Col fatale  2013 vengono meno due dei tre protagonisti che hanno calcato il palcoscenico logistico alessandrino (PLA-SITAL e RETROPORTO) e da allora resta in scena, dopo quindici anni dal “convegno fondativo”, la sola e superstite SLALA (di cui all’inizio di questo complesso e inevitabilmente parziale excursus logistico tratto dalle fonti di stampa). Dulcis in fundo  le Ferrovie (RFI) hanno “messo sul mercato”, nei mesi scorsi, una discreta parte dello Smistamento in vista di  individuare a vasto raggio operatori, logistici o paralogistici,  interessati a ragionare sull’utilizzo dell’area scorporanda, eccedente ai bisogni di casa.

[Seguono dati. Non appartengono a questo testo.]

Issue #445, opened 2023-09-05
RoCm support


fxmarty:
* CodeCarbon version: main
* Python version: all
* Operating System: Linux

### Description

It would be great to add RoCm support to codecarbon. For now, codecarbon requires and depends on `pynvml`, that is an interface only for Nvidia GPUs. However, using AMD GPUs is becoming easier and easier, and we can expect some researchers to make the switch from Nvidia.

A WIP alternative for RoCm seem to be https://github.com/RadeonOpenCompute/pyrsmi

I could possibly submit a PR if there is interest.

Una prospettiva dolce-amara?

Fin qui un tentativo di recuperare un minimo di  cronologia ragionata del fenomeno  deflagrato ad Alessandria con i primi del 2000: la logistica come nuovo, travolgente orizzonte  dello sviluppo locale.

 Questo “fenomeno” offre indubbiamente – vedi sopra – una ghiotta lettura “dall’interno”. Ma anche  visto “dall’esterno” può  stimolare utili pensamenti. Ad esempio sul ruolo miracolistico e pigliatutto  assunto dall’efervescenza logistica  a scapito di altri settori produttivi, cosiddetti tradizionali (quali industria, artigianato, agricoltura e relativi comparti), relegati ai margini della pubblica  attenzione. Una mezza generazione di politici alessandrini si è così formata a pane-e-logistica per oltre un decennio, fino a quando con le prime, evidenti delusioni, la dieta è cambiata in pane-e-turismo versione street economy.

 Lo sviluppo, o la resistenza alla crisi, visti di volta in volta con gli occhiali di un unico e salvifico settore di attività da curare e il resto… a contorno. La deformazione e la ripetitività del dibattito politico, quanto ad economia locale, stanno da tempo a dimostrarlo. E questo non è un problema da scherzarci.